**ASSIGNED TASK**
In the material below, find each line that contains the word "crazy" and copy it.

**EXTRACTED INFORMATION**
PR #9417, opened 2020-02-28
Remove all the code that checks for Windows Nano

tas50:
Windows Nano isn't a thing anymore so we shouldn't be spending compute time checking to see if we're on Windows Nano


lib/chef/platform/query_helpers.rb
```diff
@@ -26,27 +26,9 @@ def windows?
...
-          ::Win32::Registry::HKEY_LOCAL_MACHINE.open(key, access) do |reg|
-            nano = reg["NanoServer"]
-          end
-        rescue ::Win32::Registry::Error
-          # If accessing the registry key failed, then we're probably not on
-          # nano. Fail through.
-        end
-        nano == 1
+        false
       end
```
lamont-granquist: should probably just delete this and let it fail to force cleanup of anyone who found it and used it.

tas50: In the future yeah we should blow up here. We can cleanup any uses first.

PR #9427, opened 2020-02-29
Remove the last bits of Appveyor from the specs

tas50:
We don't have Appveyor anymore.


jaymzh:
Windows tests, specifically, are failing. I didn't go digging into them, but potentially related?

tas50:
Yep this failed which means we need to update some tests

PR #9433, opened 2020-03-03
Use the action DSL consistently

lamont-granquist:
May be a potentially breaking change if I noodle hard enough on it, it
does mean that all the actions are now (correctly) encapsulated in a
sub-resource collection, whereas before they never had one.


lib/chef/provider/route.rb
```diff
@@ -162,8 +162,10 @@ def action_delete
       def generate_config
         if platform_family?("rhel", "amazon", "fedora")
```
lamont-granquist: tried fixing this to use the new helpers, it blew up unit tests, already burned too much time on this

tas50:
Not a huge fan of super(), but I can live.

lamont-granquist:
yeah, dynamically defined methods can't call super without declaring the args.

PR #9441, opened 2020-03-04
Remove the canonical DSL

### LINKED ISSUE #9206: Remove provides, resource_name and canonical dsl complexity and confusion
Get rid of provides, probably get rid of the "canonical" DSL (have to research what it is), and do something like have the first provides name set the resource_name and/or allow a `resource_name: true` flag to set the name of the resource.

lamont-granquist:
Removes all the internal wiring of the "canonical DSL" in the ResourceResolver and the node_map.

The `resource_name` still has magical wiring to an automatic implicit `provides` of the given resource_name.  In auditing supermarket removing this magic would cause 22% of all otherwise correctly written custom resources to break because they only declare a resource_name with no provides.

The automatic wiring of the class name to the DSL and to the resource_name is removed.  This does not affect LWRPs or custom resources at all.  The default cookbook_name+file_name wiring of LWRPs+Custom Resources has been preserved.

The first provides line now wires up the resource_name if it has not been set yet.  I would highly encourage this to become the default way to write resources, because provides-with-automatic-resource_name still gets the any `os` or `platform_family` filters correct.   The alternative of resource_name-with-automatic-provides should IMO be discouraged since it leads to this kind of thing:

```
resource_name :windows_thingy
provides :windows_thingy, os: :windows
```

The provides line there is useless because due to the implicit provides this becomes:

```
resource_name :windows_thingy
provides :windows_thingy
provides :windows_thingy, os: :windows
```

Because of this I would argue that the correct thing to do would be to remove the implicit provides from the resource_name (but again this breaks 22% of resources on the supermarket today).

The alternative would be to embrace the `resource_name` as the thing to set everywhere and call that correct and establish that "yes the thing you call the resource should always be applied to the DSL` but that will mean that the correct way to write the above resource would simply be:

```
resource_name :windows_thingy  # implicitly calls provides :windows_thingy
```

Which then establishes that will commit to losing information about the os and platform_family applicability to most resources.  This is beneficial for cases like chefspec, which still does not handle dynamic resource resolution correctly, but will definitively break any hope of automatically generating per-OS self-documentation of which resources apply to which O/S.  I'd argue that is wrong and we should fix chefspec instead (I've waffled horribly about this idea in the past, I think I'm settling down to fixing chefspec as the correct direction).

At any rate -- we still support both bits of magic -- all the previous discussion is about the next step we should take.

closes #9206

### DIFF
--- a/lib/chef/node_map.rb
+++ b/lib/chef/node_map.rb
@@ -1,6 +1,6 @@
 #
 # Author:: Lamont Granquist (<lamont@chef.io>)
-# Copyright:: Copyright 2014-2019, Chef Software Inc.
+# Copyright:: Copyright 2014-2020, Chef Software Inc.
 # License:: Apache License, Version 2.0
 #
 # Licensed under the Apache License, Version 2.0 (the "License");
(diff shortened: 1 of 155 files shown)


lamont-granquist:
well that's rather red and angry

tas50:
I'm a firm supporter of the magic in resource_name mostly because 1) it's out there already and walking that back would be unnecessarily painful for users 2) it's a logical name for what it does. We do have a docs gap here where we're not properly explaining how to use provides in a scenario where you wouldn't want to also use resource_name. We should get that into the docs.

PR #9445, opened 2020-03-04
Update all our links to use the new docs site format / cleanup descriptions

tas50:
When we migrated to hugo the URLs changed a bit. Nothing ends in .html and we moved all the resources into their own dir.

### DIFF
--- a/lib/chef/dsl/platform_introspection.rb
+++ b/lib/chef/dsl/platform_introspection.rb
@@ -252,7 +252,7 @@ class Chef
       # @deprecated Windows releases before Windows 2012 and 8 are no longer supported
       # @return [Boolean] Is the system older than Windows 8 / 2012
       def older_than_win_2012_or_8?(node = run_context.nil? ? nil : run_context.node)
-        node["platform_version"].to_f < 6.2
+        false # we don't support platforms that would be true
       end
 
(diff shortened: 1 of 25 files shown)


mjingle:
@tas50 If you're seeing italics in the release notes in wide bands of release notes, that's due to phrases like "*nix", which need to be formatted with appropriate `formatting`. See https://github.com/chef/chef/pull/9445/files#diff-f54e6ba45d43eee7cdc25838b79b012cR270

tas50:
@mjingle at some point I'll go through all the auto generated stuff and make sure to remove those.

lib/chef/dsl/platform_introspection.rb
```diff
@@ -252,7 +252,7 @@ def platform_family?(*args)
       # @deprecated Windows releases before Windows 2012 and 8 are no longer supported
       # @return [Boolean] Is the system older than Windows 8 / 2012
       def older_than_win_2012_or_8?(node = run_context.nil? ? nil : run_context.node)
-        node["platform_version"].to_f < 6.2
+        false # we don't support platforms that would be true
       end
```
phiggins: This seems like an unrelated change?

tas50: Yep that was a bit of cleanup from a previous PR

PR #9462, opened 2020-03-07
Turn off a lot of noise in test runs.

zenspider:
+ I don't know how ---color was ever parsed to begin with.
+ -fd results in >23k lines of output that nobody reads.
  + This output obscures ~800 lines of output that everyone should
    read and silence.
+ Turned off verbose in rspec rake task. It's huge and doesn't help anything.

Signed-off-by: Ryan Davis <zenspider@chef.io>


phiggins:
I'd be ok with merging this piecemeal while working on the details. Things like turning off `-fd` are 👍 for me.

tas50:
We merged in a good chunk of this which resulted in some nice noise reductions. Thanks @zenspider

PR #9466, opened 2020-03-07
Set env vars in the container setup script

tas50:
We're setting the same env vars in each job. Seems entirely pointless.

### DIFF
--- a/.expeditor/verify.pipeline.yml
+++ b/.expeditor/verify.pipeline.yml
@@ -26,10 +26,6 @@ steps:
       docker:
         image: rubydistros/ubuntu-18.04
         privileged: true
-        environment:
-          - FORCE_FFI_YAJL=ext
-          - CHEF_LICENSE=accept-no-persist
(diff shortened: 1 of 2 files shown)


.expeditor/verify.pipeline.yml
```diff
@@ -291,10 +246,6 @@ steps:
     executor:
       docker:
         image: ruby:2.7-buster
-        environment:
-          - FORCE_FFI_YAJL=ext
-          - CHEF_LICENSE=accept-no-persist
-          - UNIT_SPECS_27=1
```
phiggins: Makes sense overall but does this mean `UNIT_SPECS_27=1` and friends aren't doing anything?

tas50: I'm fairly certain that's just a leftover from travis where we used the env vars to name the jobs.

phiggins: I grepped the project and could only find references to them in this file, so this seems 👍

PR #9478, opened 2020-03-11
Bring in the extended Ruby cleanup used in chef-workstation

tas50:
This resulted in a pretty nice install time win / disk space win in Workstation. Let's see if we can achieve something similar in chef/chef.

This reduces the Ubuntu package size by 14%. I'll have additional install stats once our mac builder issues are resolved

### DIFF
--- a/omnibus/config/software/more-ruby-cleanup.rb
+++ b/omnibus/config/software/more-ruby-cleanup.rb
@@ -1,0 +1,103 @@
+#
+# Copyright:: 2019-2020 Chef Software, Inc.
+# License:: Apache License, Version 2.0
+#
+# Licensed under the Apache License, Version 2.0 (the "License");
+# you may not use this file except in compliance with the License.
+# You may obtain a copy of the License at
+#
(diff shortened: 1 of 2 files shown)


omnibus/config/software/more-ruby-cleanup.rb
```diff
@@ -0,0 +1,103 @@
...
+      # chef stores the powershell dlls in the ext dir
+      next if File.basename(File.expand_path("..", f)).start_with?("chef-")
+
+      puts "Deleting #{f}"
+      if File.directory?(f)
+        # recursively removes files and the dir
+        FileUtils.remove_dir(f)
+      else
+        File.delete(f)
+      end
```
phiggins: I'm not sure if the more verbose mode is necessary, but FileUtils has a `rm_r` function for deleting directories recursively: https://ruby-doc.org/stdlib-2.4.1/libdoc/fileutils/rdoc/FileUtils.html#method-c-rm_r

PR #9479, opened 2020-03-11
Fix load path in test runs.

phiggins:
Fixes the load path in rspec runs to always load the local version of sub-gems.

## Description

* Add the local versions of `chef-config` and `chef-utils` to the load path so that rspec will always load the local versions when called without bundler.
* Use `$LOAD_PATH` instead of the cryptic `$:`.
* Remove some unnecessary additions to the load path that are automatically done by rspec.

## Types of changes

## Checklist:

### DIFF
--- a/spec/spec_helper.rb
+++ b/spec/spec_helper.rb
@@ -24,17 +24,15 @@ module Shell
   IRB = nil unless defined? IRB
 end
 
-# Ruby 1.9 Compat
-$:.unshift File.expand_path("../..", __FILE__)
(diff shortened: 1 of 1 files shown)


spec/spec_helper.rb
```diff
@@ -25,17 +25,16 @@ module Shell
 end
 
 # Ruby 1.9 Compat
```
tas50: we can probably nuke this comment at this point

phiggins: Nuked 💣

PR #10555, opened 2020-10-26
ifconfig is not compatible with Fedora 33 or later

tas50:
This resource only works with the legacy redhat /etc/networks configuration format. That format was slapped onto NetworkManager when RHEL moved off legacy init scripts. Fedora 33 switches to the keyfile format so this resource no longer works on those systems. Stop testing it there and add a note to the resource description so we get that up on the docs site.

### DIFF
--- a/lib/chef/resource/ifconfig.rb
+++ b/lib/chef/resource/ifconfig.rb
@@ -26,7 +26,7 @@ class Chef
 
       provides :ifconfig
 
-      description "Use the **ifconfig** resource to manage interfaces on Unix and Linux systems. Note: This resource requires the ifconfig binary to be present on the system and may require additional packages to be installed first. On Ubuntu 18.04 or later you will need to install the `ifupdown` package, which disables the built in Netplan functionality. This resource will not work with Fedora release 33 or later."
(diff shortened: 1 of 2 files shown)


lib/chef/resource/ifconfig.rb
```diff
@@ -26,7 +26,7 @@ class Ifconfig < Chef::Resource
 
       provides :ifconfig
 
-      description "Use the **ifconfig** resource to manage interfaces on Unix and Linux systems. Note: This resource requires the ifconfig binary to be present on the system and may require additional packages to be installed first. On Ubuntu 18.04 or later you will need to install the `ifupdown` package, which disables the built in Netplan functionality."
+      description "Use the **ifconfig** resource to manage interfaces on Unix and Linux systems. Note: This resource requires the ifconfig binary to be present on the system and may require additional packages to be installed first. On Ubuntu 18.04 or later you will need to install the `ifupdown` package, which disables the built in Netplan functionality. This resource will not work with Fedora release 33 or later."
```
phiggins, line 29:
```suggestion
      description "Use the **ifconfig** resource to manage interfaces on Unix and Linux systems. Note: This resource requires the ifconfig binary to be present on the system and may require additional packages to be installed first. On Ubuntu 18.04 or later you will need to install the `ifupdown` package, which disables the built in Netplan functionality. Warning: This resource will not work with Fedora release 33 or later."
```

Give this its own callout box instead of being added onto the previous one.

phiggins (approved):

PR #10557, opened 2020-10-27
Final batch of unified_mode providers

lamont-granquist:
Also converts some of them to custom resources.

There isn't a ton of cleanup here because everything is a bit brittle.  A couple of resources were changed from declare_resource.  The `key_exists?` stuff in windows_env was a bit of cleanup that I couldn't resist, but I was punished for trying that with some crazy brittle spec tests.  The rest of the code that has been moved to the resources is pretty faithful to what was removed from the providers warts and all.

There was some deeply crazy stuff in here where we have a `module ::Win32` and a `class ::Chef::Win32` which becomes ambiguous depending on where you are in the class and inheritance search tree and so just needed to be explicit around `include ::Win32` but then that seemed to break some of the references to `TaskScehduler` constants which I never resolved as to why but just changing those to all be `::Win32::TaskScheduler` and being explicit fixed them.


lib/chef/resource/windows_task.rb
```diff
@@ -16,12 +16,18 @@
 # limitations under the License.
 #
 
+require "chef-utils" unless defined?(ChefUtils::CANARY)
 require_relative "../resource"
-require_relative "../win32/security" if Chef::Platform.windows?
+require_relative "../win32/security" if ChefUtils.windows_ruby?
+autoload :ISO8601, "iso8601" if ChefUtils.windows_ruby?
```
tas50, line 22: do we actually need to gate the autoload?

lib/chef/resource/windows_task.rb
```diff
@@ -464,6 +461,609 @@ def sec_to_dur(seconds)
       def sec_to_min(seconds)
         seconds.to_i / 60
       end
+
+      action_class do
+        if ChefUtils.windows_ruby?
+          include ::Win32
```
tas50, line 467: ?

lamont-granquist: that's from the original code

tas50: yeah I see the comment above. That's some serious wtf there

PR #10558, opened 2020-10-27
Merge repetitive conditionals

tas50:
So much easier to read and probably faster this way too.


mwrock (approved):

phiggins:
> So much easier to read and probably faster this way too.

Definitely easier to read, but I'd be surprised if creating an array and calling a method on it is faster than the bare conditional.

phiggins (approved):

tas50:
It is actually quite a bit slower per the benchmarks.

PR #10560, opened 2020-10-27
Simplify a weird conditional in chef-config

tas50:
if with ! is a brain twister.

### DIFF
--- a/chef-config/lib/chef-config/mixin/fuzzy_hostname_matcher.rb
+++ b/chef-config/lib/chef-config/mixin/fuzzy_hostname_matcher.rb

**PROBLEM SOLUTION**
There isn't a ton of cleanup here because everything is a bit brittle.  A couple of resources were changed from declare_resource.  The `key_exists?` stuff in windows_env was a bit of cleanup that I couldn't resist, but I was punished for trying that with some crazy brittle spec tests.  The rest of the code that has been moved to the resources is pretty faithful to what was removed from the providers warts and all.
There was some deeply crazy stuff in here where we have a `module ::Win32` and a `class ::Chef::Win32` which becomes ambiguous depending on where you are in the class and inheritance search tree and so just needed to be explicit around `include ::Win32` but then that seemed to break some of the references to `TaskScehduler` constants which I never resolved as to why but just changing those to all be `::Win32::TaskScheduler` and being explicit fixed them.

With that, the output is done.